Brief> Go through the entries below and copy each line that holds the word "think".

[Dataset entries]
§
PR #3116, opened 2020-09-24
matdbg: fix edits for large shaders. 

prideout:
- Fixed edits for large shaders.
    - If the shader source exceeds the websocket max size, we might receive it in chunks.
    - We now allow for this by including a length prefix in the EDIT command.
- Added support for UTF-8 string encoding.
- Display an orange warning when editing an unused shader variant.

### DIFF
--- a/libs/utils/src/CString.cpp
+++ b/libs/utils/src/CString.cpp
@@ -36,7 +36,6 @@ int StaticString::compare(const StaticString& rhs) const noexcept {
 UTILS_NOINLINE
 CString::CString(const char* cstr, size_t length) {
     if (length && cstr) {
-        assert(length == strlen(cstr));
         Data* p = (Data*)malloc(sizeof(Data) + length + 1);
         p->length = (size_type)length;
         mCStr = (value_type*)(p + 1);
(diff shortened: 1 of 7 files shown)


libs/utils/src/CString.cpp
```diff
@@ -36,7 +36,6 @@ int StaticString::compare(const StaticString& rhs) const noexcept {
 UTILS_NOINLINE
 CString::CString(const char* cstr, size_t length) {
     if (length && cstr) {
-        assert(length == strlen(cstr));
```
prideout, line 39: I removed this assert because this constraint doesn't seem necessary. CString works perfectly well for arbitrary blobs or alternative character encodings.

pixelflinger: okay, but that means that it's not really a  "c string" anymore. Could you maybe update the comments in the header that this is a supported use case?

pixelflinger (approved):

libs/utils/src/CString.cpp
prideout: Good catch because a comment definitely needed to be updated.  Fixed.  Note that CString now has similar constraints to std::string, which can also hold arbitrary data when using the constructor that takes a length.

PR #3123, opened 2020-09-25
Vulkan: fix final image barrier used for swap chain.

prideout:
This image barrier should wait until all write operations are complete. This was not set up correctly (src and dst flags were flipped) but this did not manifest in any visible problems or validation errors.

I also tried to document this better, since using an image barrier for the swap chain seems to be an unusual thing to do (e.g. the Sascha Willems demos do not do this).

### DIFF
--- a/filament/backend/src/vulkan/VulkanContext.cpp
+++ b/filament/backend/src/vulkan/VulkanContext.cpp
@@ -491,12 +491,22 @@ void destroySwapChain(VulkanContext& context, VulkanSurfaceContext& surfaceConte
     vkFreeMemory(context.device, surfaceContext.depth.memory, VKALLOC);
 }
 
-void transitionSwapChain(VulkanContext& context) {
+// makeSwapChainPresentable()
+//
+// Near the end of the frame, we transition the swap chain to VK_IMAGE_LAYOUT_PRESENT_SRC_KHR using
+// an image barrier rather than a render pass because each render pass does not know whether or not
+// it is the last pass in the frame. (This seems to be an atypical way of achieving the transition,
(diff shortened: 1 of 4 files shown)


romainguy (approved):

filament/backend/src/vulkan/VulkanContext.cpp
```diff
@@ -491,12 +491,22 @@ void destroySwapChain(VulkanContext& context, VulkanSurfaceContext& surfaceConte
     vkFreeMemory(context.device, surfaceContext.depth.memory, VKALLOC);
 }
 
-void transitionSwapChain(VulkanContext& context) {
+// makeSwapChainPresentable()
+//
+// Near the end of the frame, we transition the swap chain to VK_IMAGE_LAYOUT_PRESENT_SRC_KHR using
+// an image barrier rather than a render pass because each render pass does not whether or not it
```
pixelflinger, line 497: I think there is a typo here: "does not **know** whether or not"

filament/backend/src/vulkan/VulkanContext.cpp
```diff
@@ -491,12 +491,22 @@ void destroySwapChain(VulkanContext& context, VulkanSurfaceContext& surfaceConte
...
+// is the last pass in the frame. (This seems to be an atypical of way of achieving the transition,
```
pixelflinger, line 498: typo: "atypical way"

pixelflinger (approved):

prideout:
Thanks for catching those typos Mathias, fixed.  Also tested on Android.

PR #3130, opened 2020-09-28
Introduce libs/viewer and serializable view settings.

prideout:
NOTE: individual commits might be easier to review than the consolidated PR.

Adds a new lib that holds SimpleViewer and a new `Settings` structure that includes a JSON reader / writer. This will be used for automated testing and for client / server communication.

The `viewer::Settings` struct is closely associated with the `filament::View` API; when updating the latter we will often need to update the former, as well as some serialization code. This increases the maintenance burden and I think we should consider using a parser library like libclang or a macro-based reflection utility.

This PR also migrates SimpleViewer into libs/viewer and un-inlines its implementation. It does not belong in gltfio because it has an imgui dependency.


romainguy (approved):
👍

libs/viewer/src/Settings.cpp
```diff
@@ -0,0 +1,834 @@
...
+#include <viewer/Settings.h>
+
+#include <utils/Log.h>
+
+#include <sstream>
+#include <string>
+
+#include <assert.h>
+
+// NOTE: We are including cgltf only to get JSMN. We should consider adding jsmn to third_party.
```
bejado: Is this comment still needed / can we include the jsmn headers directly now?

bejado (approved):
Very excited for this!

libs/viewer/src/Settings.cpp
prideout: I removed this comment in a subsequent CL.

bejado: whoops, missed that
§
Reply to the exercise>
pixelflinger, line 497: I think there is a typo here: "does not **know** whether or not"
The `viewer::Settings` struct is closely associated with the `filament::View` API; when updating the latter we will often need to update the former, as well as some serialization code. This increases the maintenance burden and I think we should consider using a parser library like libclang or a macro-based reflection utility.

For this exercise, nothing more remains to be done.